WHAT THE TASK ASKS: Using the entries that follow, write out the line containing "Desktop renderer, IPC", the line containing "## Watch it fail", and every line between them, exactly and nothing else.

[Collected data entries]
------------------------

PR #259, opened 2026-09-06
refactor: the four maintainability findings left after #255–#258

NorbertBodziony:
Round two of the maintainability audit. #255–#258 landed the first two findings; these are the four that were left, one commit each.

## What is in here

**`783408d0` — index the two missing directory guides.** `AGENTS.md` promised five directory guides and the repo has seven: `src/main/ipc/AGENTS.md` and `apps/mobile/AGENTS.md` were not in the table, so nothing pointed an agent at them before it edited an IPC handler or the Expo app. Also corrects "the one channel list with its three mirrors" — since #256 the compiler owns one of them, so it is a manifest and two mirrors.

**`06faf699` — delete the unreachable CSS and add the scan that finds it.** 194 rules across 7 stylesheets named classes that appear in no markup anywhere in the repo, plus 69 selectors inside surviving rules and 6 `:is()` groups. CSS is the one renderer surface with no compiler, so this is the class of dead code that only grows. `scripts/ui-foundation-check.ts` now reports every declared class that is not reachable from any `.ts`/`.tsx`/`.html` under `src` or `apps`, understanding template-literal class families (`agent-row-agent-status-${kind}`) so a generated name is not a false positive. It runs in 0.17 s inside the existing `check:ui`.

`conversation.css` 8389→8066 lines, `app-shell.css` 4122→3150, `primitives.css` 2005→1990, `auth.css` 1451→1416, `settings-modal.css` 862→845, `server-settings-modal.css` 490→485, `action-menu.css` 118→107.

**`6107ba1b` — record the scan in `AGENTS.md`** beside the `data-testid` budget it sits next to.

**`6ad2c92a` — collapse the three connect channels into one.** Codex, Claude and Grok each had their own IPC channel, preload binding, desktop API entry, main handler, service method, runtime method and renderer wrapper — seven parallel copies, and every renderer call site carried a `provider === "codex" ? … : provider === "claude" ? … : …` chain. `app:connect-provider` takes the provider id. The CLI half of the sign-in moved to `BuiltInProviderDriver.cliLogin` (argv, env, timeout), the seam that already owns per-provider behaviour; a driver without one signs in over the app-server protocol, which is Codex and only Codex. `ProviderRuntime` keeps one map of pending CLI logins instead of two fields and one map of bundled executables instead of three, so start/complete/fail/cancel exist once each. −138 lines net.

**`9d4bfe16` — fill the three marketplace holes in the preview mock.** `skills`, `hostedSites` and `marketplaceAgents` were the only surfaces `mock-openbot.ts` answered with an empty list or a thrown "unavailable in preview mode", so the marketplace read as permanently empty in Storybook and the preview, and `SkillsMarketplaceModal` — the largest renderer component at 1862 lines — had no story. The mock now serves all three from `preview/fixtures.ts` and holds state, with every reverse present: install/uninstall a skill, publish/replace/delete a site, install a marketplace agent with its skills and `marketplaceSource`. New `SkillsMarketplaceModal.stories.tsx` covers discover, skill detail, installed, my submissions and the agent marketplace at two widths.

## Surfaces touched

Desktop renderer, IPC contracts (`packages/contracts`) and their second implementation `src/renderer/src/preview/mock-openbot.ts`, `src/main` IPC, `src/preload`, `src/backend`, and `AGENTS.md`. No migration, no Team API wire change, no change to what leaves the machine.

## Watch it fail

Done for the new dead-CSS scan, with six deliberate mutations of `ui-foundation-check.ts` against the fixture trees. Five went red for the reason intended. The sixth — dropping `cx(` from the class-region openers — stayed green, so I measured it: all 78 `cx()` calls in the renderer are already inside a `class={…}`, meaning the opener widened no region and enforced nothing. It is deleted, along with its fixture class and the never-matched `className`/`classList=` openers, rather than left as an unexercised branch. `tools/ui-foundation/fixtures/renderer` gained a stylesheet that breaks the check twice beside four correct classes it must leave alone, and `renderer-clean` carries the negative half.

Before deleting any rule I also grepped all 121 dead names across the whole repo independently of the scan; one apparent hit (`file-icon`) was a substring of `file-preview-file-icon` and is genuinely dead.

The changed tests in `provider-runtime.test.ts` and `App.onboarding.test.tsx` are existing tests updated to the single channel, not new ones.

## Checks

`bun run lint`, `bun run typecheck` (all eleven projects) and `bun run check:ui` are green. Targeted: `provider-runtime.test.ts` (8), `agent-service.providers.test.ts` (11), `ipc-channel-coverage.test.ts` (14), `App.onboarding.test.tsx` (15). The new story's five play paths and the mock's install/uninstall, publish/delete and agent-install reverses were verified against throwaway test files that were then deleted — nothing in the repo runs play functions, so this was the only way to check the selectors are real.

No screenshots: the CSS commit has no intended visual change (every deleted rule was unreachable), and the story is the new UI surface itself.

## Approvability

No `biome-ignore`, no `@ts-expect-error`, no `biome.json` override, no widening to `any` or `unknown`, no assertion past a checker. The five standing Biome warnings are the pre-existing module mocks in `apps/mobile/src/features/auth/api/mobile-auth.test.ts`.

One standing disagreement with the reviewer, left as-is for you to decide. It asks the dead-CSS
scan to collect class names only from class-bearing expressions instead of from every
identifier-shaped word in `src` and `apps`, because a stale name in a comment, a test or an `id`
currently keeps its rule out of the report. That false negative is real and deliberate: it leaves a
dead rule in the file, which is the debt the check chips away at, while the narrow scan's failure
mode is telling someone to delete a rule that styles live UI, with no compiler behind the deletion.
Renderer classes are built by `cx()`, template literals, arrays, hoisted constants and props, so the
narrow scan would report live styling as dead. The permissive half of the scan is already restricted
to `class={…}` regions, and `unreachable.css` documents what that restriction costs
(`.identifier-panel`, named by a template-literal `id`). Say the word and I will tighten it.


NorbertBodziony:
Fixed in `62805747`. The finding was right on both halves: the mock always appended a new agent and ignored `input.agentId`, and it recorded invented `routineIds` without creating the routines, so Release Manager installed claiming two managed routines that `listRoutines` did not have.

It now mirrors `AgentMarketplaceService.install` — reuse and update the named agent, refuse one whose `marketplaceSource.listingId` is a different listing, create the listing's routines with real ids in the timezone the caller passed, and drop the routines the previous version installed. `createRoutine` and the install path now share one record builder.

Verified against a throwaway test (deleted): a second install of the same listing updates in place and leaves the agent count and routine count unchanged with fresh ids; installing over an agent from another listing, or over a non-marketplace agent, rejects; and the created routines carry the fixture's `active` flags.

NorbertBodziony:
Both new findings addressed, one of the two halves of the CSS finding pushed back on.

**[P2] Marketplace updates erase user-installed skills — fixed.** `marketplaceAgents.install` now mirrors `AgentMarketplaceService.install`: it drops only the skills the *previous* install of this listing added (`existing.marketplaceSource.skillIds`) that the new version no longer carries, and keeps everything else. Verified with a throwaway test — install a listing, install an unrelated skill onto the same agent, reinstall the listing, assert the unrelated skill survives and the managed one is not duplicated. It fails with `expected [ 'skill-release-notes', … ] to include 'skill-design-audit'` without the fix.

**[P2] Dead-CSS scan — declaration side fixed.** You are right that the declaration regex read `.name` from anywhere in the file. Confirmed empirically against the fixture tree: a `url("panel-sprite.webp")` reported `.webp`, and a comment mentioning `.commented-out-class` reported that, both as unreachable rules to delete — a latent build failure the first time someone adds a sprite or leaves a stale comment. Declarations now come from selector preludes only (comments stripped, then text since the last `{`, `}` or `;`), and both spellings are permanent negative fixtures in `unreachable.css`. Mutating the checker back to the whole-file scan turns `scripts/ui-foundation-check.test.ts` red with exactly those two lines.

**[P2] Dead-CSS scan — usage side, respectfully disagreeing.** Collecting every identifier-shaped word from markup is deliberate, not an oversight, and narrowing it to "class-bearing syntax" would make the check worse. The two error directions are not symmetric: a false negative leaves a dead rule in the file, which is the debt this check exists to chip away at; a false positive tells someone to delete a rule that is styling live UI, and no compiler catches that. Renderer class names are built by `cx()`, template literals, conditional objects, arrays, constants hoisted to module scope, and props threaded through several components — a scan restricted to `class={…}` regions would miss every one of those and report live styling as dead. The prefix-family half of the scan is already restricted to `class={…}` regions precisely because it is the permissive branch, and `unreachable.css` documents the one rule that costs (`.identifier-panel`, named by a template-literal `id`). Excluding tests would also be a behaviour change rather than a tightening: a class named only from a test is still a class the scan should not ask anyone to delete. Happy to be argued out of it if there is a case where the word scan hides a real dead rule that a narrower one would catch.

/norbiai review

------------------------

WRITTEN RESPONSE:
Desktop renderer, IPC contracts (`packages/contracts`) and their second implementation `src/renderer/src/preview/mock-openbot.ts`, `src/main` IPC, `src/preload`, `src/backend`, and `AGENTS.md`. No migration, no Team API wire change, no change to what leaves the machine.

## Watch it fail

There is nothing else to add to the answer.